I don't bid to many large jobs, so I use a company online that does it for me. I e-mail them the .pdf's and within 2-3 days I have a complete takeoff sheet. It includes stripping, cut and fills, SY's for sidewalks , pavement, landscape and lawn area's and fine grade areas. They even gave me a 3-D model of the site. Cost me $350. They also do pipework take offs and erosion control.


----------



## Z656 (Jan 12, 2008)

I bought Siteworx on screen 1450.00 made by Vertigraph.com. Dose cut fills and trenching 3d modeling.Go to there website free 14 day trial.I even go to job sites with didital camera take pictures of plans download into program.Great for plan rooms. They came out program last year and have been upgrading it periodicly.Turned out to be great program for me. Try it you might like it?


----------



## Bob Kovacs (May 4, 2005)

There are tons of programs out there, ranging in price from $1500 for SiteWorx to over $15,000 for Agtek, and every price point in between. It's hard to say whether it makes sense for you to buy software or just use a company like Rino suggested, without knowing how much bidding you do, many jobs you do and their typical size. If you're constantly bidding work, it may make sense to invest the time and money into a decent program- if you're not consistently bidding, I'd look at outsourcing the takeoffs, and then using Excel to build a template for pricing.


----------



## rino1494 (Jan 31, 2006)

I forgot to give the web address for the company I use.

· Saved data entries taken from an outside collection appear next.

PR #2615, opened 2017-07-14
update hosting documentation for Mozilla Extensions

ghost:
r? @relud 

These are the changes @milescrabill and I came up with for the new pipeline

### DIFF
--- a/docs/development/hosting.md
+++ b/docs/development/hosting.md
@@ -5,36 +5,17 @@
 Test Pilot experiments are hosted on testpilot.firefox.com which lets them get
 installed in Firefox with a minimal amount of user prompting and warning
 messages.  The process of getting add-ons on testpilot.firefox.com is
-documented below -- basically a series of shell scripts glued together with
-environment variables.
+documented below.
 
 ### tl;dr The Experiment Requirements
 
 Your repository must use a branch called `production` to hold the code you want
 to deploy.
 
-You must give the *Mozilla Test Pilot* user ownership access to your add-on on
-AMO (so it can sign new copies).
+Your repository must include a `npm run package` script which, when run, will
+build the add-on and leave it in a file named `addon.xpi` in the root
+directory.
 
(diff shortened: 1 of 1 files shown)


docs/development/hosting.md
```diff
@@ -46,11 +27,9 @@ The full publishing flow is as follows:
    does any internal checks.  These checks may include branch checks,
    verification that an authorized user made the commit, checks for passing
    tests, or other checks.
-0. Jenkins will set the `TESTPILOT_AMO_USER` and `TESTPILOT_AMO_SECRET`
-   environment variables
-0. Jenkins will run `bin/build-addon.sh`
-0. Jenkins will prepare appropriate S3 files (the signed .xpi file, /latest/
-   redirect, a new updates.json file)
+0. Jenkins will run `npm install` followed by `npm run package`
```
lmorchard, line 30: FWIW, I'd be a *little* hesitant to require an npm script versus a plain shell script. Mozilla Extensions (nee bootstrapped extensions) don't really need node & npm & package.json to produce an .xpi - just zip. 

Maybe practically speaking this is fine, though.  While rewriting the Test Pilot add-on for #2423, I ended up backing into a webpack build anyway - mainly because JavaScript Module imports are clunky IMO

ghost: I was a little worried about that too.  I don't have a strong opinion on it.  Do you think it's worth wrapping this in a shell script?

lmorchard: <strike>Yeah, I'd rather the "API" here be a shell script than an npm script, just for flexibility's sake</strike>

On second thought, never mind: npm is fine :) I don't feel that strongly about it, and personally am using node & npm on the Test Pilot add-on. Mainly playing devil's advocate for a dev case that I don't actually need

relud (approved):

docs/development/hosting.md
ghost: thx! 🌵

PR #2623, opened 2017-07-18
Add comment with more description of the new experiment platform labels

lmorchard:
Adding some comments to app.ftl, let's see if this pings anyone via CODEOWNERS


lmorchard:
Seems not to have worked :/

PR #2624, opened 2017-07-18
Add comment with more description of the new experiment platform labels

lmorchard:
Trying this again to trigger a review auto-request

### DIFF
--- a/locales/en-US/app.ftl
+++ b/locales/en-US/app.ftl
@@ -150,14 +150,17 @@ userCountContainerAlt = Just launched!
 highlightPrivacy = Your privacy
 experimentGradReportPendingTitle = This experiment has ended
 experimentGradReportPendingCopy = We are working on a full report. Check back soon for the details.
+experimentGoToLink = Go to { $title }
+
+// Label shown next to a series of icons indicating whether an experiment is available as an add-on, mobile app, and/or web site
+[[experimentPlatform]]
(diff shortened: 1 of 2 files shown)


lmorchard:
Ah hah! Looks like it worked this time

locales/en-US/app.ftl
```diff
@@ -150,14 +150,17 @@ userCountContainerAlt = Just launched!
...
+[[experimentPlatform]]
 experimentPlatformWebAddonMobile = Firefox / web / mobile experiment
 experimentPlatformWebAddon = Firefox / web experiment
 experimentPlatformWebMobile = web / mobile experiment
 experimentPlatformAddonMobile = Firefox / mobile experiment
 experimentPlatformWeb = web experiment
 experimentPlatformAddon = Firefox experiment
-experimentPlatformMobile = Available on mobile
-experimentGoToLink = Go to { $title }
+experimentPlatformMobile = mobile experiment
```
flodolo: At this point we already have 7/8 languages in. Are there technical limitations preventing to change this string ID? If there aren't, we sadly need to.

flodolo (changes requested):

locales/en-US/app.ftl
lmorchard: Just pushed an update that changes the string ID. Looks like that was part of the copy/paste from the string changes pre-merge that I had uncommitted :/

flodolo (approved):
Thanks, this works.

Issue #2109, opened 2017-01-31
Make Experiment details content the same if TXP is installed or not


SoftVision-CosminMuntean:
[Notes]:
- Now that we have one click install, the user should also see the incompatible add-ons massage before installing Test Pilot together with an experiment that has incompatibilities.

[Affected versions]:
- Firefox 51.0.1

[Affected Platforms]:
- All Windows
- All Mac
- All Linux

[Prerequisites]:
- Tabs Group add-on was previously installed on a new clean profile.

[Steps to reproduce]:
1. Open the profile from prerequisites and navigate to https://testpilot.stage.mozaws.net.com.
2. Click on Tab Center experiment card.
3. Observe the Tab Center experiment page.

[Expected result]:
- "This experiment may not be compatible with add-ons you have installed" warning message is displayed on the page.

[Actual result]:
- No warning message is displayed on the page.

![incompatible add-ons massage](https://cloud.githubusercontent.com/assets/19226534/22464569/30cd1e4e-e7c0-11e6-8080-1089f0a30d98.png)

dannycoates:
If we do this we should use mozAddonManager to check which ones are installed, not just show the full list.

johngruen:
We should just make the `details-content` the same for users with TXP not installed as it is for users with TXP installed

ckprice:
Could be a dup of #2394 or something else @johngruen to search.

SoftVision-PaulOiegas:
Blasphemy, our issue is older ! Just kidding. 😄 Right now, the incompatible message is only displayed if you have Test Pilot add-on installed. 
@ckprice Not sure if it's a dupe, but I think that what you guys are trying to do on #2394, will probably cover our case too. But maybe we should leave this open as a "depends on" so we won't forget to check this scenario when you guys implement it ?

fzzzy:
From looking at the code, I believe this issue has already been fixed. It is hard to test since I don't think we have any experiments which set the incompatible addons field right now. I think we should close this.

PR #2628, opened 2017-07-19
make some ui updates for next launch

johngruen:
This PR does a few small things:
* condenses the newsfeed slightly to move experiments up the page
* changes the layout of the experiment types notice on experiment pages to better match spec
* removes 'install test pilot' banner from web experiments
* gives the user a button to check out a web experiment even if they do not have test pilot installed
* makes it so experiment page layout is the same regardless of whether user has add-on


johngruen:
Fixes #2109

fzzzy:
Fantastic!

SoftVision-PaulOiegas:
Checked and confirmed:
- condenses the newsfeed slightly to move experiments up the page
- makes it so experiment page layout is the same regardless of whether user has add-on

The other 3 are conditioned by the new experiments. We'll test those after the new batch lands.

PR #374, opened 2022-06-24
Bitbar integration (v7 candidate base)

twometresteve:


twometresteve:
No longer applicable after merging `integration/bitbar` for v6.

PR #377, opened 2022-07-06
Browser navigation restart and retry

Cawllec:
## Goal
When an error occurs during our only selenium driver interaction, browser navigation, restart the driver and retry the navigation.

Note - this change is made with the large amount of browsers available under BrowserStack in mind, so may have unexpected consequences with BitBar web.  With that in mind, I'm going to be doing some manual testing to ensure compatibility, but would appreciate input upfront anyway.


twometresteve (approved):
Seems reasonable to me.  If you've seen the retry effectively work with BrowserStack then I'd be happy to see it get merged and released (just update the changelog).

We didn't add support for BitBar web to v6 in the end, so I think we can worry about that aspect when we come to add it in v7.

PR #381, opened 2022-07-15
Display scenario locations in grey

twometresteve:
## Goal

Lessens the visual impact of displaying scenario locations in Buildkite.

## Design

Uses ANSI color codes to make the locations grey (the same approach as Cucumber).

## Changeset

I've also wrapped the line in a guard so that it only gets printed on Buildkite.  Locally the line has always been a duplicate to what Cucumber produces, which we accepted for the benefit of being able to fold the logs.

## Tests

See https://buildkite.com/bugsnag/maze-runner/builds/2435#018201ab-0de5-4964-80fd-63b0b51f2564.

### DIFF
--- a/CHANGELOG.md
+++ b/CHANGELOG.md
@@ -1,3 +1,9 @@
+# 6.22.1 - 2022/07/15
+
+## Fixes
+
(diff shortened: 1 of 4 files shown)


joshedney (approved):
LGTM!

PR #382, opened 2022-07-19
BitBar web credentials from TMS

Cawllec:
## Goal

Allows the sue of more credentials by acquiring them from the TMS alongside BitBar devices.

Requires #380 to be merged first


twometresteve (approved):
Oh wow, that was easier than I expected!

PR #390, opened 2022-09-06
Refactor BrowserStack specific source

twometresteve:
## Goal

Work towards a more OO code base by bringing BrowserStack-specific Appium/Selenium source code together under a new namespace of `Maze::Farm::BrowserStack`.

## Design

Regrouping source code to sit together based on the farm and protocol type makes it more OO and it will be easier to support, for example, W3C and non-W3C mode per farm.  The code was quite procedural before, with code grouped by function (e.g. in `capabilities.rb`), which made sense on one level, but doesn't help when looking to model device/browser farms as a cohesive units.

## Changeset

The overall diff looks a little nasty, but it should be relatively easy to review one commit at a time.  I've been careful to refactor only a single file at a time in each commit, with only module name and file names/paths changing.  I haven't changed the inherent content of the code in any way.

## Tests

Covered by the device and browser tests we have for the BrowserStack farm in CI (and is why I chose to refactor the BrowserStack source code first to establish a new code structure - refactoring our BitBar support will require a greater test effort).


tomlongridge (approved):
Yep, refactorings make sense to me commit-by-commit

PR #392, opened 2022-09-07
Handle nil device list

twometresteve:
## Goal

Handle a `nil` device list, which happens when using `--farm=local` (because a `--device` option is not required).

## Changeset

Addition of a simple nil guard.

## Tests

Tested locally to verify that:
- A session can be successfully created
- Retries still occur if the driver cannot be started


nickdowell (approved):
👍 fixes the issue for me, thanks!

PR #393, opened 2022-09-08
Add Android 13 and iOS 16 Beta on BrowserStack

twometresteve:
## Goal

Add Android 13 and iOS 16 Beta on BrowserStack.


joshedney (approved):
LGTM!

PR #399, opened 2022-09-26
Appium/Selenium client refactor

twometresteve:
## Goal

- Consolidate code related to the same platform (BrowserStack or BitBar) into the same area/files.
- Make the Appium client code more OO, making it easier to add a legacy (non-W3C) mode of operation
- Make better use of Ruby namespaces

## Design

Apologies for the unfriendly looking diff.  However, this isn't a change that is well-suited to review-by-diff, no matter how it is presented.  I would review the new codebase as a whole, coupled with the testing argument that I've outlined below.

The main thrust of the change is to try and group Appium/Selenium code for each device farm - first by technology type (under `lib/maze/client`) and then for each device farm.

## Documentation

Updated in a couple of places for filename changes.

## Changeset

Appium/Selenium code is now centralized under `lib/maze/client` and group by farm rather than specific function.  E.g. `capabilities.rb` has been removed and its functionality absorbed into the class for that farm.

A base class `Maze::Client::Appium::BaseClient` handles the common Appium tasks, with derived classes handling behaviour for each farm (BrowserStack, BitBar and local).  A utils class still exists for each remote farm, although further refactoring could also eliminate these and for now they are a least placed in a nearby namespace). 

## Tests

- BitBar browser step added to the existing CI pipeline.
- Unit tests updated as appropriate
- Exploratory testing performs on the CLI (e.g. to ensure that `--help` and `--list-devices` continue to work)
- Further testing will also be performed naturally as part of migrating our pipelines to v7


Cawllec (approved):
Approved following discussion/comments over slack

PR #400, opened 2022-09-28
Allow use of legacy Appium/Selenium clients

twometresteve:


lib/maze/hooks/appium_hooks.rb
```diff
@@ -12,7 +12,13 @@ def before_all
...
           @client = Maze::Client::Appium::BitBarClient.new session_uuid
         when :bs
-          @client = Maze::Client::Appium::BrowserStackClient.new session_uuid
+          if ENV['USE_LEGACY_DRIVER']
+            $logger.info 'Using the JSON-WP Appium client'
+            @client = Maze::Client::Appium::BrowserStackClient.new session_uuid
+          else
+            $logger.info 'Using the W3C Appium client'
+            @client = Maze::Client::Appium::BrowserStackJsonWPClient.new session_uuid
+          end
```
Cawllec, line 21: As a naming convention would it make more sense if one client was named `BrowserStackLegacyClient` as that'll essentially be static moving forward, and the other named `BrowserStackClient`?

twometresteve: Yes, that would make sense - I think I've used the term "legacy" everywhere else.

Cawllec: Resolved offline

Cawllec (approved):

http://www.ashingtonestimating.com/


----------



## JDavis21835 (Feb 27, 2009)

rino1494 said:


> I forgot to give the web address for the company I use.
> 
> http://www.ashingtonestimating.com/


Im just curious as to how this works out for you. What happens if they miscalculate something and you have the job. Lets say you are short on stone for trench backfill. Do they eat the cost of the mistake? Im just not really sure on letting someone doing for my jobs


----------



## jlrc (Jul 22, 2009)

k&Kconstruction said:


> I have read many post about different software used for sitework take-offs, bidding, and job managment. I have absolutely no experience with any of this and currently do everything the old fashion way, pin and pad. I am wondering if there is anything out there that would be beneficial to us. We do 2-3 million dollars of work a year, hiring 8 full time employees. Our work includes everything from building ponds and house pads, hauling dirt and rock, and the largest portion from small to medium commercial site prep.
> Any advice or comments would be greatly appreciated.


 
For you there is a low cost program you should check out called siteworks, its by vertigrah. download the demo off their site before you buy, that one is one of the base models for on screen take off but it should give you an idea what you are looking at. I personally prefer InSite.


----------



## Blas (Jan 29, 2008)

We are currently using pay dirt but I have been checking out insite. They have pdf takeoff capabilities so no more printing plans but am more or less interested in the Field General survey interface software. Seems cool but we will see. I would recommend pay dirt. relativity inexpensive stupid easy to set up and operate. It is software that you can grow with.:thumbup:


----------